Take me for example. The first day I'll do a lower body/posterior chain dominant session, for limit strength, that uses deadlifts, front squats, rom. deadlifts, and such. I'll do met con with bodyweight or light weights, such as Xfit Cindy, Fran, FGF sissy test, 100 burpee challenge or something similar. 

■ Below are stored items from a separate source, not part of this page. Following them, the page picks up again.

PR #732, opened 2026-06-08
Adds module for Omron Fins protocol

Seanstoppable:
Another internally maintained module that I am contributing upstream as I attempt to normalize towards maintstream zgrab2

Unfortunately, not much in the way of emulators so integration tests against a real system, but there are existing unit tests


phillip-stephens (approved):
Tested, thanks for the contribution!

PR #754, opened 2026-07-17
fix(utility): don't cap ReadAvailable's first read at the drain timeout

codyprime:
ReadAvailable wraps around ReadAvailableWithOptions, using pre-defined default values for convenience. The default readTimeout is only 10ms.

After 9572dd0e903c32baea0136d9d3ac973caa4c205b, the readTimeout is applied to the first read on the conn, not just subsequent reads. This means very short read values (default is 10ms) will fail most of the time, for non-local connections. This impacts dnp3, fox, rdp; their first read had an effective timeout of 10ms. I expect the success rate for these protocols on main is roughly 0%.

It probably also impacts modules that use ReadAvailableWithOptions, if they specify relatively short timeouts (memcached, jarm, telnet all specify 500ms)

Bound the first read by totalTimeout instead (falling back to the conn's session timeout); readTimeout now applies only to the drain reads. This has the added benefit of honoring the timeout value passed to a scanner for the first read, if the scanner passes 0 in for the total timeout.

If no total timeout is provided, rather than defaulting to 1s, it now defaults to DefaultSessionTimeout (becoming the only user of DefaultSessionTimeout I believe). This seems appropriate, given the description for it: "the default maximum time a connection may be used when no explicit value is provided"

## How to Test

Pick a DNP3 server that is not local.  (I won't provide an example one here, since this is a SCADA service). 

### Pre-fix:
```bash
echo a.b.c.d \
   | ./zgrab2 dnp3 --port=20000 --blocklist-file=/dev/null --target-timeout 10 \
   | jq -c '.data.dnp3 | {status, raw: .result.raw_response}'
```

```json
INFO[0000] started grab at 2026-07-17T17:17:51-04:00    
INFO[0000] finished grab at 2026-07-17T17:17:51-04:00   
00h:00m:00s; Scan Complete; 1 targets scanned; 3.10 targets/sec; 0.0% success rate
{"status":"io-timeout","raw":null}
{"statuses":{"dnp3":{"successes":0,"failures":1}},"start":"2026-07-17T17:17:51-04:00","end":"2026-07-17T17:17:51-04:00","duration":"322.716822ms","zgrab_cli_parameters":"./zgrab2 dnp3 --port=20000 --blocklist-file=/dev/null --target-timeout 10","num_targets_scanned":1}
```

### Post-fix:
```bash
echo a.b.c.d \
   | ./zgrab2 dnp3 --port=20000 --blocklist-file=/dev/null --target-timeout 10 \
   | jq -c '.data.dnp3 | {status, raw: .result.raw_response}'
```

```json
INFO[0000] started grab at 2026-07-17T17:17:58-04:00    
INFO[0000] finished grab at 2026-07-17T17:17:58-04:00   
00h:00m:00s; Scan Complete; 1 targets scanned; 2.81 targets/sec; 100.0% success rate
{"status":"success","raw":"BWQFCwAAAQC68A=="}
{"statuses":{"dnp3":{"successes":1,"failures":0}},"start":"2026-07-17T17:17:58-04:00","end":"2026-07-17T17:17:58-04:00","duration":"355.437127ms","zgrab_cli_parameters":"./zgrab2 dnp3 --port=20000 --blocklist-file=/dev/null --target-timeout 10","num_targets_scanned":1}
```


zakird (approved):

zakird:
@codyprime can you rebase? Apparently I don't have rights to do on your branch? Once, done, I'll merge

PR #769, opened 2026-09-09
ci: pin goimports for Go 1.25

Seanstoppable:
## Summary
Pins goimports to a release compatible with the repository's Go 1.25 CI environment.

## Changes
- Replace `goimports@latest` with `goimports@v0.49.0` in the lint workflow.
- Restore lint execution after `golang.org/x/tools@latest` raised its minimum Go version to 1.26.

### DIFF
--- a/.github/workflows/linter.yml
+++ b/.github/workflows/linter.yml
@@ -69,7 +69,7 @@ jobs:
           go-version: ${{ steps.go_version.outputs.GO_VERSION }}
       - name: Other lint
         run: |
-          go install golang.org/x/tools/cmd/goimports@latest
+          go install golang.org/x/tools/cmd/goimports@v0.49.0
           output=$(goimports -d -local "github.com/zmap/zdns" ./)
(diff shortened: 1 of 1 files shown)


Eljees:
Drive-by on the line this touches, since it is the same one: the `-local` prefix on the next line names `github.com/zmap/zdns` while this module is `github.com/zmap/zgrab2`, so the local-import group the check means to enforce is never matched here. It came over with the copy of zdns's job.

It changes nothing today. On current `master`, with goimports v0.49.0, both spellings produce an empty diff:

```
$ goimports -d -local "github.com/zmap/zdns" ./      -> no output
$ goimports -d -local "github.com/zmap/zgrab2" ./    -> no output
```

So it is safe to correct in the same breath, and after that the job actually guards the grouping it is named for. Your pin is the right call either way; the same break is on zdns, where the lint job has been red since 9 September, and I sent the same v0.49.0 pin there as zmap/zdns#635.

zakird (approved):

PR #770, opened 2026-09-11
msmq: enterprise-scale output, anonymous-handshake security model, correlation tool

manbeastdamion:
## Summary
- Fixes a real correctness bug in the `msmq` module: the little-endian bit-order of the EstablishConnection `OperatingSystem` field was wrong (confirmed against Microsoft's own packet capture and ~30 real-world hosts), which also caused anomalous/non-compliant responders to be reported at the same confidence as genuine ones.
- Adds a graduated anonymous-access security model to `msmq` (`anonymous_handshake` / `anonymous_protocol_access` / `anonymous_resource_access`) — the latter two always `not_tested`, since this passive scanner never attempts queue/message/resource access.
- Replaces embedded prose with centralized evidence/finding codes (`MSMQ_*`) and a descriptions map, and adds hash-based raw-evidence references (`sha256`/`length`/`inline`) instead of mandatory inline blobs.
- Adds three output modes to `msmq` — `debug` (default, unchanged wire format for backward compatibility), `standard`, and `compact` (~66% smaller, <1KB/asset at scale) — via `--output-mode`.
- Adds `lib/attribution`, a small shared vocabulary (`Confidence`, `Evidence`, `Detection`, `Finding`, `OSIdentification`, `VulnerabilityAssessment`) so `msmq` and future modules don't each invent their own confidence/evidence model.
- Adds `correlate`, a new host-level correlation tool/library that combines `msmq`/`msrpc`/`smb`/`rdp` results from `zgrab2 multiple` into a weighted OS-family/vulnerability assessment — never inferring a version without real evidence (e.g. NTLM), and never treating `closed`/`timeout`/`not_scanned` as "not installed".
- Adds `cmd/zgrab2-correlate`, a thin CLI wrapper for the `correlate` package.

## Test plan
- [x] `go build ./...`, `go vet`, `gofmt -l` all clean
- [x] `modules/msmq`: 24 tests + fuzz target, including a dedicated regression test that an anomalous response can never report higher security confidence than the underlying protocol evidence
- [x] `correlate`: 12 tests covering MSMQ-only/+RPC/+RPC+SMB/+RDP-unavailable, WinRM (`not_scanned`, never spoofable), NTLM-is-the-only-version-path, no-escalation-beyond-evidence
- [x] Benchmarked at 32/1,000/100,000/1,000,000 synthetic targets: compact mode ≈934 bytes/asset (vs ≈3810 for debug), ~3.2x faster to serialize
- [x] Live-validated against ~30 real-world MSMQ hosts across multiple passes, including one consistently anomalous/non-compliant responder used as a regression fixture
- [ ] Maintainer review of the new output-mode schema and correlation-layer design


manbeastdamion:
Please review and approve

manbeastdamion:
any update guys on the review

Issue #507, opened 2017-07-17
FIDO U2F Attestation Statement Format doesn't say what to do with Counter


jcjones:
Similar to #506 ... when creating a new credential, the U2F wire protocol doesn't provide back a Counter value. We should define how UAs should behave in this case.

The options we've discussed before are:

1) Encode this as all zeroes, or some other sentinel value to indicate that it is unset.

2) After generating a new credential, UAs must immediately trigger a U2F Sign operation with that credential using bogus data to obtain the Counter. This will require an additional Test of User Presence before the Create Credential flow completes.

(Firefox is picking Option 1 w/ all zeroes for now, and we'll update as this resolves)

agl:
(Could also be resolved by removing the signature count. See #453.)

AngeloKai:
This could be related to https://github.com/w3c/webauthn/issues/125

equalsJeffH:
having counter values is a given and are in fielded devices we need to support. we need to document RP counter usage in impl-cons.

agl:
I believe that the signature counter was a mistake because of its limited utility and privacy risks.

The FIDO spec hints that the signature counter may be used to identify duplicated keys, but provides no guidance about how they see that happening. If a token fails to write to flash and thus repeats a counter, should sites reject that token and require a reenrollment? How is the latter to be authenticated? It seems to me that the base-rate of false positives would completely swamp the _extremely_ rare true-positives and thus nobody would bother.

On the other hand, in order to only need a constant amount of storage, U2F tokens generally maintain a single, token-wide counter. Thus the counter is a privacy leak between sites and adds a requirement that tokens maintain state.

Current U2F devices emit this counter and that has to be taken into account, but in #453 I suggest repurposing it as a randomisation field. This gives tokens (that want to use it as such) a defense against side-channel attacks and would allow future tokens to fix this privacy leak.

nadalin:
@rlin1 to write up algorithm for RPs to use counters

rlin1:
see branch sign-counter-alg-507

rlin1:
See PR #539

rlin1:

Second day is upper body dominant, pullups, heavy renegade rows, difficult pushup variations, and some overhead pressing work. Conditioning is sprints, and complexes, either BB or KB's. Ab work is done each session in some fashion either diretly or indirectly. 

Third day is lower body dominant explosive. BB snathes, C&J's, squat cleans, high box jumps, and maybe some muscle ups and dunking the basketball at my gym. Conditioning is the same as day 1, but no explosive movements. I may also do interval training with sets of thrusters for metcon, since it's more quad and shoulder dominant. 

Day four is a bunch of kettlebell work, now with the new 40kg, various core exercises, and some steady state cardio on the treadmill or stepper. On the treadmill, I like to do a lap, jump off and knock out swings or snatches, jump on for another lap, jump off, so on and so on.

These may or may not be consecutive days. 2 on one off, three on what off, or whatever. I wouldn't recommend that amount of volume for most. I've built up a high work capacity over the years. Every fourth or firth week is a deload week, like on FGF.

Another issue with crossfit is that they have you doing high reps on high skill (olympic) exercises, in a fatigued state, and you only need to be like 80% correct with form. Oly lifts shouldn't be done for over 3-5 reps, unless you're really experienced.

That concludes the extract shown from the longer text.